Cette décision intervient après un procès médiatique que l’ex-dirigeante de 78 ans a toujours qualifié de “procès politique”, rejetant en bloc des accusations qu’elle estime infondées.
La crise a éclaté en juillet et août 2024 lorsque des manifestations antigouvernementales, initialement pacifiques, se sont transformées en un mouvement massif réclamant son départ. La répression gouvernementale a été violente, faisant au moins 1 400 morts, majoritairement des civils, selon le bilan des Nations unies. Contrainte de fuir le pays par hélicoptère après quinze ans d’un règne sans partage, Sheikh Hasina a laissé derrière elle un pays profondément divisé.
Le procureur Tajul Islam a défendu la peine capitale, arguant que pour 1 400 meurtres, elle l’a méritée “1 400 fois”. Ce verdict historique survient dans un contexte de fortes tensions politiques, à seulement trois mois d’élections législatives cruciales. Le parti de Sheikh Hasina, la Ligue Awami, victorieux d’élections en 2024 largement considérées comme frauduleuses, a depuis été interdit par le gouvernement intérimaire de Muhammad Yunus.
En réaction, le fils de l’ancienne Première ministre a menacé de bloquer le scrutin, faisant planer le risque de nouvelles violences. En prévision de l’annonce du verdict, la capitale Dacca était placée sous haute surveillance, avec un déploiement massif de forces de sécurité. L’affaire ne se limite pas à ce seul procès. L’ancien ministre de l’Intérieur Asaduzzaman Khan Kamal a également été condamné à mort.
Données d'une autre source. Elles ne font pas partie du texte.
PR #772, opened 2022-10-28
Trigger short CI only for PRs and remove old SpaceInstances test

### LINKED ISSUE #770: Badges need an update?
Despite the CI on develop currently passing, the badges on the README indicate failing CI. Did something go wrong with them when we migrated to the new project space?

pgrete:
## PR Summary

Implemented changes as discussed during the call yesterday.
Fixes #770 

Also 
- fixed a hostcomm buffer logic on HIP that resulted in that feature silently falling back to device memory.
- started to use more abstract `KOKKOS_IF_ON_HOST` macros rather than separate checks for Cuda, Hip, ...

## PR Checklist

- [x] Code passes cpplint
- [x] Code is formatted

### DIFF
--- a/src/kokkos_abstraction.hpp
+++ b/src/kokkos_abstraction.hpp
@@ -48,8 +48,14 @@ using HostExecSpace = Kokkos::DefaultHostExecutionSpace;
 using LayoutWrapper = Kokkos::LayoutRight;
 using MemUnmanaged = Kokkos::MemoryTraits<Kokkos::Unmanaged>;
 
-#if defined(KOKKOS_ENABLE_CUDA) && defined(PARTHENON_ENABLE_HOST_COMM_BUFFERS)
+#if defined(PARTHENON_ENABLE_HOST_COMM_BUFFERS)
+#if defined(KOKKOS_ENABLE_CUDA)
 using BufMemSpace = Kokkos::CudaHostPinnedSpace::memory_space;
+#elif defined(KOKKOS_ENABLE_HIP)
+using BufMemSpace = Kokkos::Experimental::HipHostPinnedSpace::memory_space;
+#else
+#error "Unknow comm buffer space for chose execution space."
+#endif
 #else
 using BufMemSpace = Kokkos::DefaultExecutionSpace::memory_space;
 #endif
--- a/.github/workflows/ci-extended.yml
+++ b/.github/workflows/ci-extended.yml
@@ -25,7 +25,7 @@ jobs:
       matrix:
         device: ['cuda', 'host']
         parallel: ['serial', 'mpi']
-    runs-on: self-hosted
+    runs-on: [self-hosted, A100]
     container:
       image: registry.gitlab.com/pgrete/parthenon/cuda11.6-mpi-hdf5
       # map to local user id on CI  machine to allow writing to build cache
--- a/.github/workflows/ci-short.yml
+++ b/.github/workflows/ci-short.yml
@@ -1,6 +1,6 @@
 name: CI short
 
-on: [push, pull_request]
+on: [pull_request]
 
 # Cancel "duplicated" workflows triggered by pushes to internal
 # branches with associated PRs.
--- a/CHANGELOG.md
+++ b/CHANGELOG.md
@@ -16,7 +16,7 @@
 - [[PR 663]](https://github.com/lanl/parthenon/pull/663) Change bvals_in_one to use sparse boundary buffers and add flux_correction in one.
 
 ### Fixed (not changing behavior/API/variables/...)
-- [[PR 743]](https://github.com/lanl/parthenon/pull/740) Faster PHDF file load times in phdf.py
+- [[PR 740]](https://github.com/lanl/parthenon/pull/740) Faster PHDF file load times in phdf.py
 - [[PR 751]](https://github.com/lanl/parthenon/pull/751) Delete useless file in advection example
 - [[PR 765]](https://github.com/lanl/parthenon/pull/765) Fix incorrect BC labeling in swarm
 - [[PR 759]](https://github.com/lanl/parthenon/pull/759) Add metadata so Visit treats outputs as time series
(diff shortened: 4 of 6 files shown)


Yurlungur (approved):
LGTM

Yurlungur:
Looks like one style issue:
```bash
 tst/unit/kokkos_abstraction.cpp:27:  Include "kokkos_abstraction.hpp" not in alphabetical order  [build/include_alpha] [4]
```

Yurlungur:
that should fix it.

Yurlungur:
uh actually we have a problem. format and lint disagree about the ordering of `kokkos_abstraction` vs `kokkos_macros`. Not sure what to do about that.

src/kokkos_abstraction.hpp
```diff
@@ -48,8 +48,14 @@ using HostExecSpace = Kokkos::DefaultHostExecutionSpace;
...
 using MemUnmanaged = Kokkos::MemoryTraits<Kokkos::Unmanaged>;
 
-#if defined(KOKKOS_ENABLE_CUDA) && defined(PARTHENON_ENABLE_HOST_COMM_BUFFERS)
+#if defined(PARTHENON_ENABLE_HOST_COMM_BUFFERS)
+#if defined(KOKKOS_ENABLE_CUDA)
 using BufMemSpace = Kokkos::CudaHostPinnedSpace::memory_space;
+#elif defined(KOKKOS_ENABLE_HIP)
+using BufMemSpace = Kokkos::Experimental::HipHostPinnedSpace::memory_space;
+#else
+#error "Unknow comm buffer space for chose execution space."
```
c-prather, line 57: The way I read this, it throws an error compiling for OpenMP with HOST_COMM_BUFFERS enabled.  Is there a reason to bother erroring rather than just setting BufMemSpace to the default?

In particular, when I tested it this seems to stop compilation of the header but not always dependencies, so it actually cascades into a bunch of unrelated errors.  If we really want to disallow OpenMP with HOST_COMM we should do that in the CMakeLists maybe.

c-prather (changes requested):
The actual changes look great to me, just the one comment re: errors.

src/kokkos_abstraction.hpp
pgrete: I tried to keep the logic simple and make it crash hard for unintended/unsupported cases.
For example, I'm not sure about the status of the memory space equivalent for the SYCL backend.
And for OpenMP it would depend on whether this is OpenMP or OpenMPTarget with the former not having any meaning and the latter I'm not sure about (again if it's supported etc).
As far as my testing goes "hostpinnedmemory" should only be used as an exception or for testing because in practice it was always slower.
That's why I didn't set a default but rather make it crash.
You prefer a cmake solution?

pgrete:
> uh actually we have a problem. format and lint disagree about the ordering of `kokkos_abstraction` vs `kokkos_macros`. Not sure what to do about that.

The macros should be available through the core header anyway so I just removed the extra header include.

src/kokkos_abstraction.hpp
Yurlungur: > Is there a reason to bother erroring rather than just setting BufMemSpace to the default?

I am not in favor of `HOST_COMM_BUFFERS` quietly doing nothing if you set it with an openmp backend. On top of that, is it always true that openmp backend will do nothing? If we ever try to use openmp target offload, is there a host-pinned equivalent?

> You prefer a cmake solution?

Even if we go for a cmake solution, I would not remove an error message from `kokkos_abstraction`. We could make the error more informative for cases where incompatible macros have been chosen though? That could be done with the preprocessor or cmake... or with `static_assert(false, "message")`

pgrete:
Hmm, I don't understand why the code is called even though it's in a ON_HOST macro

src/kokkos_abstraction.hpp
c-prather: I'm not that concerned about how exactly things fail when trying to compile or SYCL or another unsupported case, I think anyone attempting those things knows what they're doing enough that specific errors don't matter.

Instead, I'm imagining the case where someone is looking down the Parthenon options wishing to compile for OpenMP/CPU, finds a "HOST_BUFFERS" option without any other warnings or prefixes, and turns it on assuming that buffers, like all other computations in this case, should be on the host.  Or, someone repurposes a file for compiling against their desktop GPU one day to compile for CPU, and assumes that they can just change the Kokkos_ENABLE_X options.  Flooding the scrollback with errors seems hostile in these cases, vs. just putting the buffers on the host.  I'm also just generally not a fan of producing errors at compile time when they could have been caught on configure.

If it's important to keep the error in unsupported contexts (can we just check for those in the CMakeLists too?), we should document that the option is for use only in limited contexts:
```cmake
option(PARTHENON_ENABLE_HOST_COMM_BUFFERS "CUDA/HIP Only: Allocate communication buffers on host (slow)" OFF)
```

We can even just check it against the relevant flags:
```cmake
if (PARTHENON_ENABLE_HOST_COMM_BUFFERS)
  if (NOT Kokkos_ENABLE_CUDA AND NOT Kokkos_ENABLE_HIP)
    message(FATAL_ERROR "Host pinned buffers for MPI communication are supported only for CUDA and HIP backends.)
  endif()
endif()
```

Yurlungur: Yeah I'm fine with an informative error message in `cmake`, if that reduces the C++ error overload. My point is just that we *should* have an error in the preprocessor for any cases we missed. Just to be a bit more defensive.

pgrete: I like both suggested solutions and will update accordingly.

PS: As Jonah mentioned, so far we've typically chosen the "fail loud" approach for anything that we could reasonable catch as unsupported and untested. Too many got burned in the past by a code that silently ran in that regime.

c-prather: I agree with leaving the #error (with a couple more 'n's), if it has a guard in the CMake file; my issue was that without a clear error message it could easily become a sharp edge for new users, but I think a configure-time error makes it pretty foolproof.

Separately, though, it seems obvious to me that in the context of compiling for OpenMP on the host, asking for HOST_COMM_BUFFERS should be a no-op, because all the buffers are on the host anyway.  If others don't agree then we can keep it totally explicit, but "are we compiling for CPU" seems like something simple enough to determine during the configuration step (or which we should be determining anyway...)

Yurlungur: To me at least it's not obvious that `HOST_COMM_BUFFERS` should be a no-op with `OpenMP` on host. I'd rather the `cmake` explain what's going on rather than let that quietly do nothing.

c-prather: Huh, okay, thanks.  Will update my prior then.  Resolving this, to expedite the merge

c-prather (approved):

pgrete:
Okay, I think I fixed it. As @ctrott was pointing out in the Kokkos channel, `IF_ON_HOST` is more like `CUDA_ARCH` rather than checking if sth if device backends are disabled.
That's why I updated the checks to `if constexpr` on the default execution spaces.
If there are not further comments, I'll merge tomorrow.

Yurlungur (approved):
LGTM :+1:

Le parcours politique de Sheikh Hasina est marqué par la tragédie et le pouvoir. Fille du père fondateur du Bangladesh, Hasina et sa sœur ont été contraintes à un long exil, suite au coup d’État militaire de 1975, au cours duquel son père, sa mère et ses trois frères ont été assassinés. Après des années d’opposition politique, elle est devenue Première ministre pour la première fois en 1996. Elle a exercé cette fonction pendant un mandat, puis est revenue au pouvoir en 2008, dirigeant le Bangladesh avec sa Ligue Awami jusqu’à sa chute en 2024.